Copy the result of filtering the entries below for lines that include the string "what".

<<<<

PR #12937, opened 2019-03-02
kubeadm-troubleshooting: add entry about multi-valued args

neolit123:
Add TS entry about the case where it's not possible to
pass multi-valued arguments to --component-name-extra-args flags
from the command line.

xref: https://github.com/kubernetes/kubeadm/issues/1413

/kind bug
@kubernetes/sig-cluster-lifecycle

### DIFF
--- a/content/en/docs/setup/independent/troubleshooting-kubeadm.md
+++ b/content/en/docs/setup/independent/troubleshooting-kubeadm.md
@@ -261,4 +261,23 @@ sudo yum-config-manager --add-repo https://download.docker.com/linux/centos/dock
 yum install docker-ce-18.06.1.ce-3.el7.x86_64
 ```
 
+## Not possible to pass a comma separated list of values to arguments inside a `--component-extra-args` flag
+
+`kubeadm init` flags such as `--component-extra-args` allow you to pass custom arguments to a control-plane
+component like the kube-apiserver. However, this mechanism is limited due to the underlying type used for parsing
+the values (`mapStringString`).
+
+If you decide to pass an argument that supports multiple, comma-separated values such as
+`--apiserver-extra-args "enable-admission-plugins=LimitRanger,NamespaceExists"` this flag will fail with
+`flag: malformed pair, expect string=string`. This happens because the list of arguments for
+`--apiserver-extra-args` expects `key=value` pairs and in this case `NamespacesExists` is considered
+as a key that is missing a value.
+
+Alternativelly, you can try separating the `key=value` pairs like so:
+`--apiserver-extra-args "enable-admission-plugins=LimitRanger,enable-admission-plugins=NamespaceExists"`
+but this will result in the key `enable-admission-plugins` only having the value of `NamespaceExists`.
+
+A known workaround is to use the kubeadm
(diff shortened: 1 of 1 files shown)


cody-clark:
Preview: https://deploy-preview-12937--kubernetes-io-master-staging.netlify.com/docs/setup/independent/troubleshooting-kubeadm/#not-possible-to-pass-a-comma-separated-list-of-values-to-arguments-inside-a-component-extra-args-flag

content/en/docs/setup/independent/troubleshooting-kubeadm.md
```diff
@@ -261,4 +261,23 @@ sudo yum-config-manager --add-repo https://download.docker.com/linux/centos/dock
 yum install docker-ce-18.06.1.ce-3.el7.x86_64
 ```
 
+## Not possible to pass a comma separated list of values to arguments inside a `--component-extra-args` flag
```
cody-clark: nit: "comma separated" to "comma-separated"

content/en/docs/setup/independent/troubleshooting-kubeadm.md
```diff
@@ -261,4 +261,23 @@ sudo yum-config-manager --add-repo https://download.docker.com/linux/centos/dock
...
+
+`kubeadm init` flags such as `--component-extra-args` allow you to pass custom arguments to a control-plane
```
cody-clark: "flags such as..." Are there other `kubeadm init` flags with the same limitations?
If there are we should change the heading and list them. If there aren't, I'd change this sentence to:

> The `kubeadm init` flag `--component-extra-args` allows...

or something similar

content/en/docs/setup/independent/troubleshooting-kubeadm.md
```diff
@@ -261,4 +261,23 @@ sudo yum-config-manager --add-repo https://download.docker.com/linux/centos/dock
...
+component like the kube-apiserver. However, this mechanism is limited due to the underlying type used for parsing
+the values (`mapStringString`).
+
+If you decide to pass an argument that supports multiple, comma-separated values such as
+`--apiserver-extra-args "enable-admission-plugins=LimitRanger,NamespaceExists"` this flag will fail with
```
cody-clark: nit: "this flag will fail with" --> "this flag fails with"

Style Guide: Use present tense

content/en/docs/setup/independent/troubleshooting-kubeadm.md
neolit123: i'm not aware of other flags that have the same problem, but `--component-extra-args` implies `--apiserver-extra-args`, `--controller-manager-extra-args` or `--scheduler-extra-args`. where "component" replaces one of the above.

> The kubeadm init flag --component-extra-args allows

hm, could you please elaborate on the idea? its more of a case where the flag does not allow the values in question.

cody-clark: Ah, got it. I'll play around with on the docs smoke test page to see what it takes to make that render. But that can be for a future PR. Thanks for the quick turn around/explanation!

>>>>
<<<<

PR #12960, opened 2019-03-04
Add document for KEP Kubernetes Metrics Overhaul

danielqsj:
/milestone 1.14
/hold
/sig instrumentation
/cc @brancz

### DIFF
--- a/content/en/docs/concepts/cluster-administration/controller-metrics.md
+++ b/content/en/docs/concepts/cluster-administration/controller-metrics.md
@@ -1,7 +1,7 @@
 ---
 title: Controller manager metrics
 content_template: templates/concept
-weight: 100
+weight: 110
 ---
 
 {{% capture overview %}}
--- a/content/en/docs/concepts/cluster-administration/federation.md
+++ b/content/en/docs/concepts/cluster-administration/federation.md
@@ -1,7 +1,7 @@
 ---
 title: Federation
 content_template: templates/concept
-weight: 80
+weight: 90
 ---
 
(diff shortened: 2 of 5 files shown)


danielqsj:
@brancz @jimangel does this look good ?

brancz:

>>>>
<<<<

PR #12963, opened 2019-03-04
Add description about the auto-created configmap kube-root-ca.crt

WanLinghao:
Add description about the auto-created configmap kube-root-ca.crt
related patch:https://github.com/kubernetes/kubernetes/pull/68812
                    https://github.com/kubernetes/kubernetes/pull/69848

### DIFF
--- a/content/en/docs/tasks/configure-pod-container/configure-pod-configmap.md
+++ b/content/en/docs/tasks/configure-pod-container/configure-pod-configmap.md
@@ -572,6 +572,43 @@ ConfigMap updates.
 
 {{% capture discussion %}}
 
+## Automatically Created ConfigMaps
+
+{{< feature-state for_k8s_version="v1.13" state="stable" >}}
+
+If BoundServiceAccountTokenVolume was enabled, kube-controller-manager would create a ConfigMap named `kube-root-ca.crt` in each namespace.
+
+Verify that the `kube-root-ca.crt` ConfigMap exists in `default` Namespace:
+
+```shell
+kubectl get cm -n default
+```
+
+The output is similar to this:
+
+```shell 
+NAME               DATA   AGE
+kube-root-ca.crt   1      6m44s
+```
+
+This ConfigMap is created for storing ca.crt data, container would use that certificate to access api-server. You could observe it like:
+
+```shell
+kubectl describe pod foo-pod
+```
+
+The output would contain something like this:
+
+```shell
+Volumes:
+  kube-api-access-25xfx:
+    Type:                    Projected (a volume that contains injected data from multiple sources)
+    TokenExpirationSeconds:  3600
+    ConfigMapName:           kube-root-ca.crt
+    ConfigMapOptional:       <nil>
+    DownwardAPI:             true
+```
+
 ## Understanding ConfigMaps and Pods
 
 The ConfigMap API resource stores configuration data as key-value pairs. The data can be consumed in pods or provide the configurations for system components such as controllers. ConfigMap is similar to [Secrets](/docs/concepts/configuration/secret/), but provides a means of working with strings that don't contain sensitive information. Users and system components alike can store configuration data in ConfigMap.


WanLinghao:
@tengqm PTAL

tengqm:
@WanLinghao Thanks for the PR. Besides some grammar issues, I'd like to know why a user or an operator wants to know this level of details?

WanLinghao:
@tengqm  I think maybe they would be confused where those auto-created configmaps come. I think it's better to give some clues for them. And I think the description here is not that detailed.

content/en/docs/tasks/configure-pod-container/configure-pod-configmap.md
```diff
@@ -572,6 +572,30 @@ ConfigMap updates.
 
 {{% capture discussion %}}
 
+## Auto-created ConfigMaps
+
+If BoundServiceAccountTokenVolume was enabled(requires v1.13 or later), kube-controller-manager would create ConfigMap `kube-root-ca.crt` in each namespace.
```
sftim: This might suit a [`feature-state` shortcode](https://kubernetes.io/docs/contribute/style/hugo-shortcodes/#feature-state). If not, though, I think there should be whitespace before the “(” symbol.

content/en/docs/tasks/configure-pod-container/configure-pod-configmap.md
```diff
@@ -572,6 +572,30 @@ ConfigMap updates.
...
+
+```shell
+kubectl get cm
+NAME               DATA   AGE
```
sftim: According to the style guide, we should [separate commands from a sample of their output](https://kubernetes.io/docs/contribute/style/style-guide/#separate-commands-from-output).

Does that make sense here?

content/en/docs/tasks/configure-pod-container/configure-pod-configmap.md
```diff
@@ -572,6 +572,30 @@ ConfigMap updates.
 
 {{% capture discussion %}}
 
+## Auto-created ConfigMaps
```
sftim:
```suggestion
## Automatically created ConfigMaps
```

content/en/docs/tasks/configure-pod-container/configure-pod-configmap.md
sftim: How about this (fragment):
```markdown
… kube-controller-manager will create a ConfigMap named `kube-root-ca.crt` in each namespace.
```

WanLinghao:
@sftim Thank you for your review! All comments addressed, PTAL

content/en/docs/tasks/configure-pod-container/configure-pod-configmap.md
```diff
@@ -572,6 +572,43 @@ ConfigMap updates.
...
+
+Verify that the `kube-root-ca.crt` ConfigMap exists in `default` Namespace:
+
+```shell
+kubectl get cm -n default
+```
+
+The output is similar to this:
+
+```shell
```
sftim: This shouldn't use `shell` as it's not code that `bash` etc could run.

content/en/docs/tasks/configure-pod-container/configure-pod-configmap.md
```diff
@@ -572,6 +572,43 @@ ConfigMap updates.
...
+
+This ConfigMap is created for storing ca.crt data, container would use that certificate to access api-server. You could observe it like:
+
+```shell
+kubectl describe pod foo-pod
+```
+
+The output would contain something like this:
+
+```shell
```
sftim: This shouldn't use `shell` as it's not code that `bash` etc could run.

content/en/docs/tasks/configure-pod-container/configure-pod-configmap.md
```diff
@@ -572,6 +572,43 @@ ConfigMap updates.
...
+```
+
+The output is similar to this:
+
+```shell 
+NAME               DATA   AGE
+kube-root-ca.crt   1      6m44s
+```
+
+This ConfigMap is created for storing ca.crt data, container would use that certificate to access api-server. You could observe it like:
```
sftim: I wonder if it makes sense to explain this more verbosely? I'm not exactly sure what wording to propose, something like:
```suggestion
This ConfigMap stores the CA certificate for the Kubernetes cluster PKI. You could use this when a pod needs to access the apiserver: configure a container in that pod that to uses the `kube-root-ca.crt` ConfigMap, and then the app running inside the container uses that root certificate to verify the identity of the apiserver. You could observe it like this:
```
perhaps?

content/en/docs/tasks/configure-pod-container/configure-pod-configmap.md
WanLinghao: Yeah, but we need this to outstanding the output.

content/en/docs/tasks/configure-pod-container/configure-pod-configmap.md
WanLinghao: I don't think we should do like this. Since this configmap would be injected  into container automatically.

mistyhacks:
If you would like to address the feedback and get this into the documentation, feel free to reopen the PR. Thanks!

>>>>

• OUTPUT:
cody-clark: Ah, got it. I'll play around with on the docs smoke test page to see what it takes to make that render. But that can be for a future PR. Thanks for the quick turn around/explanation!
sftim: I wonder if it makes sense to explain this more verbosely? I'm not exactly sure what wording to propose, something like:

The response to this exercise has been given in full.